**DATA SECTION**
PR #1268, opened 2019-05-08
opae: cherry-pick code scanner fix from vc

anandaravuri:


libopae/plugins/xfpga/metrics/afu_metrics.c
```diff
@@ -204,8 +204,8 @@ fpga_result add_afu_metrics_vector(fpga_metric_vector *vector,
 
 	*metric_id = *metric_id + 1;
 
-	add_metric_vector(vector, *metric_id, qualifier_name, group_name, "",
-		metric_name, "", metric_units, FPGA_METRIC_DATATYPE_INT, FPGA_METRIC_TYPE_AFU, FPGA_HW_MCP, metric_offset);
+	result = add_metric_vector(vector, *metric_id, qualifier_name, group_name, "",
```
r-rojo: You don't use result at all other than here. Why not remove it and just
```C
return add_metric_vector(...);
```

PR #1269, opened 2019-05-09
Make libopae-c-ase.so the duplicate of libopae-c.so in order to make …

lzhan55:
…the ASE plugin changes backward compatible for ASE applications


libopae/init_ase.c
```diff
@@ -60,9 +62,45 @@ STATIC const char *_opae_sys_cfg_files[SYS_CFG_PATHS] = {
...
+	vfprintf(fp, fmt, argp);
+	err = pthread_mutex_unlock(&log_lock);
+	if (err)
+		fprintf(stderr, "pthread_mutex_unlock() failed: %s",
+			strerror(err));
+	va_end(argp);
+}
+
+/* Find the canonicalized configuration file opae_ase.cfg. If null, the file
+	was not found. Otherwise, it's the first configuration file found from a
```
tswhison: Indent is off (x3 lines)

libopae/init_ase.c
```diff
@@ -60,9 +62,45 @@ STATIC const char *_opae_sys_cfg_files[SYS_CFG_PATHS] = {
...
+	list of possiblepaths. Note: The char * returned is allocated here, caller
```
tswhison: s/possiblepaths/possible paths/

libopae/init_ase.c
```diff
@@ -133,7 +171,37 @@ STATIC char *find_ase_cfg()
...
+	/* try to read loglevel from environment */
+	char *s = getenv("LIBOPAE_LOG");
+	if (s) {
+		g_loglevel = atoi(s);
+#ifndef LIBOPAE_DEBUG
+		if (g_loglevel >= OPAE_LOG_DEBUG)
+			fprintf(stderr,
+				"WARNING: Environment variable LIBOPAE_LOG is "
+				"set to output debug\nmessages, "
+				"but libopae-c was not built with debug "
```
tswhison: s/libopae-c/libopae-c-ase/

michael-adler:
This fixes the original problem: links now work.

However, "with_ase" no longer works. I wonder whether the ordering problem someone suggested a while ago is happening now.

We don't really have to do a preload, now that ASE is actually loaded as a plugin. I looked through the plugin manager and didn't see a way to do it, but what if an environment variable could trigger loading a specific configuration file? If it would, "with_ase" could just set the right environment variable and then invoke the normal binary.

libopae/CMakeLists.txt
```diff
@@ -41,12 +41,19 @@ target_include_directories(opae-c PUBLIC
   PRIVATE ${CMAKE_CURRENT_SOURCE_DIR}
   PUBLIC ${libjson-c_INCLUDE_DIRS})
 
-add_library(opae-c-ase SHARED init_ase.c)
+set(SRC_ASE
+    pluginmgr.c
+    api-shell.c
```
r-rojo: Why are we adding pluginmgr.c, api-shell.c, and props.c in this library? Aren't those compiled into libopae-c.so?

lzhan55: @r-rojo This is to resolve the concerns Michael had at https://github.com/OPAE/opae-sdk/pull/1265.

libopae/init_ase.c
lzhan55: fixed

libopae/init_ase.c
lzhan55: fixed

libopae/init_ase.c
lzhan55: fixed

libopae/init_ase.c
tswhison: align these 3 lines with the F in Find from 99.

libopae/init.c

**YOUR INSTRUCTIONS**
Copy the records. Each line should match exactly.

**OUTPUT BELOW**
PR #1268, opened 2019-05-08
opae: cherry-pick code scanner fix from vc

anandaravuri:


libopae/plugins/xfpga/metrics/afu_metrics.c
```diff
@@ -204,8 +204,8 @@ fpga_result add_afu_metrics_vector(fpga_metric_vector *vector,
 
 	*metric_id = *metric_id + 1;
 
-	add_metric_vector(vector, *metric_id, qualifier_name, group_name, "",
-		metric_name, "", metric_units, FPGA_METRIC_DATATYPE_INT, FPGA_METRIC_TYPE_AFU, FPGA_HW_MCP, metric_offset);
+	result = add_metric_vector(vector, *metric_id, qualifier_name, group_name, "",
```
r-rojo: You don't use result at all other than here. Why not remove it and just
```C
return add_metric_vector(...);
```

PR #1269, opened 2019-05-09
Make libopae-c-ase.so the duplicate of libopae-c.so in order to make …

lzhan55:
…the ASE plugin changes backward compatible for ASE applications


libopae/init_ase.c
```diff
@@ -60,9 +62,45 @@ STATIC const char *_opae_sys_cfg_files[SYS_CFG_PATHS] = {
...
+	vfprintf(fp, fmt, argp);
+	err = pthread_mutex_unlock(&log_lock);
+	if (err)
+		fprintf(stderr, "pthread_mutex_unlock() failed: %s",
+			strerror(err));
+	va_end(argp);
+}
+
+/* Find the canonicalized configuration file opae_ase.cfg. If null, the file
+	was not found. Otherwise, it's the first configuration file found from a
```
tswhison: Indent is off (x3 lines)

libopae/init_ase.c
```diff
@@ -60,9 +62,45 @@ STATIC const char *_opae_sys_cfg_files[SYS_CFG_PATHS] = {
...
+	list of possiblepaths. Note: The char * returned is allocated here, caller
```
tswhison: s/possiblepaths/possible paths/

libopae/init_ase.c
```diff
@@ -133,7 +171,37 @@ STATIC char *find_ase_cfg()
...
+	/* try to read loglevel from environment */
+	char *s = getenv("LIBOPAE_LOG");
+	if (s) {
+		g_loglevel = atoi(s);
+#ifndef LIBOPAE_DEBUG
+		if (g_loglevel >= OPAE_LOG_DEBUG)
+			fprintf(stderr,
+				"WARNING: Environment variable LIBOPAE_LOG is "
+				"set to output debug\nmessages, "
+				"but libopae-c was not built with debug "
```
tswhison: s/libopae-c/libopae-c-ase/

michael-adler:
This fixes the original problem: links now work.

However, "with_ase" no longer works. I wonder whether the ordering problem someone suggested a while ago is happening now.

We don't really have to do a preload, now that ASE is actually loaded as a plugin. I looked through the plugin manager and didn't see a way to do it, but what if an environment variable could trigger loading a specific configuration file? If it would, "with_ase" could just set the right environment variable and then invoke the normal binary.

libopae/CMakeLists.txt
```diff
@@ -41,12 +41,19 @@ target_include_directories(opae-c PUBLIC
   PRIVATE ${CMAKE_CURRENT_SOURCE_DIR}
   PUBLIC ${libjson-c_INCLUDE_DIRS})
 
-add_library(opae-c-ase SHARED init_ase.c)
+set(SRC_ASE
+    pluginmgr.c
+    api-shell.c
```
r-rojo: Why are we adding pluginmgr.c, api-shell.c, and props.c in this library? Aren't those compiled into libopae-c.so?

lzhan55: @r-rojo This is to resolve the concerns Michael had at https://github.com/OPAE/opae-sdk/pull/1265.

libopae/init_ase.c
lzhan55: fixed

libopae/init_ase.c
lzhan55: fixed

libopae/init_ase.c
lzhan55: fixed

libopae/init_ase.c
tswhison: align these 3 lines with the F in Find from 99.

libopae/init.c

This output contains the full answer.